NeurIPS 2019
Sun Dec 8th through Sat the 14th, 2019 at Vancouver Convention Center
Paper ID:8472
Title:Online Optimal Control with Linear Dynamics and Predictions: Algorithms and Regret Analysis

Reviewer 1

SETTING: In continuous control, model predictive control is often used as a means to negotiate model mismatch or misspecification. Here, the setting assumes the availability of cost functions for some time steps in the future. This seems somewhat stylized. In terms of predictability of cost functions (representing prices etc.), a guarantee akin to that of doubly robust estimators would seem more apt. Furthermore, while regret is a perfectly well-defined quantity, a competitive ration like guarantee might be a better measure since the regret is non-vanishing. TECHNIQUES: The key observation here is that with the foreknowledge of cost functions up to a certain horizon enables one to run gradient-based offline optimization algorithms (like GD, NAG etc.) on the best-in-hindsight problem for a few iterations in the online setting.

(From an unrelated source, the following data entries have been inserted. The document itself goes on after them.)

PR #133, opened 2022-01-02
Add NAWMA

TheNoctambulist:
Add support for the North Adelaide Waste Management Authority.
This services the northern suburbs of Adelaide, South Australia.


mampfes:
Thanks for your contribution.

PR #135, opened 2022-01-03
Add EGN-Abfallkalender

audacity363:


custom_components/waste_collection_schedule/waste_collection_schedule/source/egn_abfallkalender_de.py
```diff
@@ -0,0 +1,91 @@
...
+
+HEADERS = {
+    "content-type": "application/x-www-form-urlencoded; charset=UTF-8",
+    "x-requested-with": "XMLHttpRequest",
+}
+
+_LOGGER = logging.getLogger(__name__)
+
+class Source:
+    def __init__(self, city, district, street, housenumber, days=20):
```
mampfes, line 32: Could you remove the `days` option and just return the entire period? Filtering is a functionality of the framework and shall not be done by a source.

custom_components/waste_collection_schedule/waste_collection_schedule/source/egn_abfallkalender_de.py
```diff
@@ -0,0 +1,91 @@
...
+        tag = soup.find("meta", {"name": "csrf-token"})
+        if tag == None:
+            return []
+        HEADERS["x-csrf-token"] = tag["content"]
+
+        post_data = urllib.parse.urlencode({"city": self._city, "district": self._district,
+            "street": self._street, "street_number": self._housenumber})
+        r = s.post(URL, data=post_data, headers=HEADERS)
+        data = r.json()
+        if "error" in data and data["error"] == True:
```
mampfes, line 63: `if data.get("error"):` ?

custom_components/waste_collection_schedule/waste_collection_schedule/source/egn_abfallkalender_de.py
```diff
@@ -0,0 +1,91 @@
...
+
+        for year, months in data["waste_discharge"].items():
+            for month, days in months.items():
+                for day, types in days.items():
+                    date = datetime.datetime(year=int(year), month=int(month), day=int(day)).date()
+                    if date > goal_date:
+                        break
+                    for type in types:
+                        color = data["trash_type_colors"][str(type).lower()] if data["trash_type_colors"][str(type).lower()] != None else f"Unkown ({type})"
+                        icon = self._iconMap[color] if color in self._iconMap else None
```
mampfes, line 77: icon = self._iconMap.get(color)

custom_components/waste_collection_schedule/waste_collection_schedule/source/egn_abfallkalender_de.py
```diff
@@ -0,0 +1,91 @@
...
+                        color = color.capitalize()
+                        entries.append(
+                            Collection(
+                                date, color, icon=icon
+                            )
+                        )
+                else:
```
mampfes, line 84: I think all these `else`, `continue`, `break `statement can be removed.

custom_components/waste_collection_schedule/waste_collection_schedule/source/egn_abfallkalender_de.py
```diff
@@ -0,0 +1,91 @@
...
+        
+
+        for year, months in data["waste_discharge"].items():
+            for month, days in months.items():
+                for day, types in days.items():
+                    date = datetime.datetime(year=int(year), month=int(month), day=int(day)).date()
+                    if date > goal_date:
+                        break
+                    for type in types:
+                        color = data["trash_type_colors"][str(type).lower()] if data["trash_type_colors"][str(type).lower()] != None else f"Unkown ({type})"
```
mampfes, line 76: `color = data["trash_type_colors"].get(type.lower(), type)` ?

custom_components/waste_collection_schedule/waste_collection_schedule/source/egn_abfallkalender_de.py
```diff
@@ -0,0 +1,91 @@
...
+
+import requests
+from bs4 import BeautifulSoup
+from requests.sessions import dispatch_hook
+from waste_collection_schedule import Collection  # type: ignore[attr-defined]
+
+TITLE = "EGN Abfallkalender"
+DESCRIPTION = "Source for EGN Abfallkalender"
+URL = "https://www.egn-abfallkalender.de/kalender"
+TEST_CASES: Dict[str, Dict[str, str]] = {
```
mampfes, line 14: I'm not very familiar with typing, but the dict value you use for `days` is not a str. Is this data typing correct, therefore? And it would be nice if housenumber could be also specified as an int.

custom_components/waste_collection_schedule/waste_collection_schedule/source/egn_abfallkalender_de.py
```diff
@@ -0,0 +1,91 @@
...
+        s = requests.session()
+        r = s.get(URL)
+
+        soup = BeautifulSoup(r.text, features="html.parser")
+        tag = soup.find("meta", {"name": "csrf-token"})
+        if tag == None:
+            return []
+        HEADERS["x-csrf-token"] = tag["content"]
+
+        post_data = urllib.parse.urlencode({"city": self._city, "district": self._district,
```
mampfes, line 59: Is `urllib.parse.urlencode` really needed?

audacity363: Addresses can contain special character which needs to be url encoded.

custom_components/waste_collection_schedule/waste_collection_schedule/source/egn_abfallkalender_de.py
audacity363: Implemented in the next commit

mampfes:
Thanks for your contribution.

PR #139, opened 2022-01-11
add Ludwigshafen am Rhein to abfall.io

FHeilmann:
Thanks for writing this integration! Here's a PR that adds my hometown (Ludwigshafen am Rhein).

Also added to wizard, one small detail I noticed is that the wizard terminates after querying `f_id_kommune` and `f_id_strasse`. Using only those parameters works, however it results in less events returned (164) compared to when `f_id_strasse_hnr` is added to the query as well (198). 

Bests,

Florian

Signed-off-by: Florian Heilmann <Florian.Heilmann@gmx.net>


mampfes:
Thanks for your contribution.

This was observed in previous work (Li 2018). This paper proposes a somewhat classical, yet very well placed reparameterization of the problem that fits into the aforementioned framework. To the reviewer, it seems the obvious parameterization in terms of the controls does not seem to, at least immediately, yield the result. **In this light, this reparameterization + offline-algorithm-on-hindsight-problem observation is quite neat.** The lower bound seems conceivable given the one in (Li 2018). 1. Can the authors comment on the transformation to the canonical form affect the strong convexity and smoothness of the transformed costs on Line 479? 2. Line 155/6 -- Was x_t+1 = A x_t + B u_t intended instead of x_t+1 = x_t + u_t? POST RESPONSE Adding the response under "Parameterization in terms of control inputs." to the main paper would be nice. The reviewer also thinks R#3's suggestion of putting GD first would add to readability. The reviewer is retaining his/her score.

Reviewer 2

The paper and the contributions are cleanly written. Matching upper/lower bounds on regret and proposed algorithm would be significant to community. One issue is upper/lower bounds still differ by condition number^2 as discussed below. The fact that setup applies to possibly nonlinear f_t,g_t is definitely good although it is not clear how much technicality is introduced by doing this compared to LQT setup. -------------------------------------------------------- After reading other reviews and author feedback, I am more convinced about the significance of the paper and adjusted my score accordingly.

Reviewer 3

The authors study online control problems where the dynamics are known, there is no process noise, but the cost functions are changing over time. A main motivating application is LQ tracking. The authors study the problem by looking at dynamic regret, where the online algorithm has to compete with the optimal solution (not just best static controller in hindsight). To compensate for this more difficult objective, the algorithm is assumed to have access to a small prediction lookahead window. The main result of the work is a new momentum based online control algorithm. The authors prove that the regret of their proposed algorithm decreases exponentially in the prediction lookahead window size W. The authors also prove a lower bound that shows that for LQ tracking their regret upper bound is nearly optimal. Experimentally, the authors show their algorithm outperforms MPC from a regret point of view while using similar amount of computation. This is a nice paper. The focus on dynamic regret is new, and the reduction from LQ controllable form to unconstrained convex optimization is of interest to the online learning community. The authors should cite the following related paper: Online Control with Adversarial Disturbances. Agarwal et al. ICML 2019. There are some similarities between Agarwal et al. and this work. For instance, Agarwal et al. also considers time varying costs while allowing for an adversarial disturbance sequence to affect the dynamics. However, they show regret bounds with respect to the best (almost) static policy. Presentation wise, in Algorithm 1 I would have preferred to first see the algorithm with vanilla gradient descent first before moving to the triple momentum algorithm. The regret bound can be presented for just RHTM, but for simply understanding the algorithm a simpler update rule would be easier to follow. Minor typo: in lines 155 and 156, it should be x_{t+1} = A x_t + B u_t.